Multi-tier applications can be defined as a service, which consists of a collection of pods. Kubernetes provides discovery tools via DNS, and can load balance across pods as necessary.

Secrets management is basic, but has gained better access controls in v1.7

Briefly - Mesos

Originally from UCB, this is now an Apache sponsored project. It takes the approach of a “datacenter operating system” (DCOS). Take the concepts of a normal server (management of processes, memory, disk etc etc), and now treat them as a single distributed entity across your datacenter. Of course locality is important for performance, but this can parallel cache coherency on a single machine. You don’t normally care about what CPU your program runs on; should you care what machine it runs on? Let the DCOS handle the hard bits :-)

To this end it provides a number of services, such as “Chronos”; a cron like program to schedule programs across the datacenter.

Originally Mesos used its own container format, but since v0.20 it can now be used to run Docker containers as well.

A large component of Mesos is “Marathon”; this allows Mesos to be used much like a PaaS (Platform as a Service).

I haven’t really spent any real time looking into Mesos; I really only mention it because large companies (Twitter, AirBnB, eBay… even the CIA) use it and it comes up in conversation. I’m not sure I’d want to use this as a general purpose scheduler, but if you have hyper-scale requirements (thousands of servers) then it’s worth taking a look it.

Argl, too many options!

ecosystem (Source: Docker)

It’s a full time job just keeping up with this! Which is why I’ve only briefly covered some of the solutions, and may have missed something really important and clever (or made mistakes). I focused on docker-compose because it’s simple and powerful, and I’m going to write some more on Swarm mode… but I just don’t have time to run down every alley.

Summary

Docker has grown from a simple container execution engine into a complete ecosystem of products and partner solutions; every day something new comes along. Even the existing stuff changes (eg the new Kubernetes secrets management stuff had changed since I first drafted this out a few weeks back).
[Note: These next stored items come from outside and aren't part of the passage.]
Issue #1908, opened 2018-07-17
Trinket: Uldir: Frenetic Corpulse


niseko:
![image](https://user-images.githubusercontent.com/2842471/42801125-c4cbe234-899e-11e8-948d-b280718ba164.png)
https://beta.wowdb.com/items/160648-frenetic-corpuscle

Pewtro:
Implemented in #2038

PR #2038, opened 2018-07-31
[Trinket] Frenetic Corpuscle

Docker also has a lot more complicated functions (security based around SELinux, seccomp) and the ability to have containers share address spaces (for example, you could add a log management container alongside another one, to forward the logs into Splunk).

From an infrastructure perspective it helps to understand how Docker works (which was the driver for this series of blog posts), so that you can understand the consequences of using Docker. I’m a fan of “knowledge in depth” :-)

But, of course, infrastructure has no use if it’s not to run applications. Docker can be used to create more secure solutions (multi-tier in a single host)… but only if we manage it properly. If developers are allowed to put anything they like inside a container then we can end up in a Wild West scenario and expose vulnerable code to external attackers.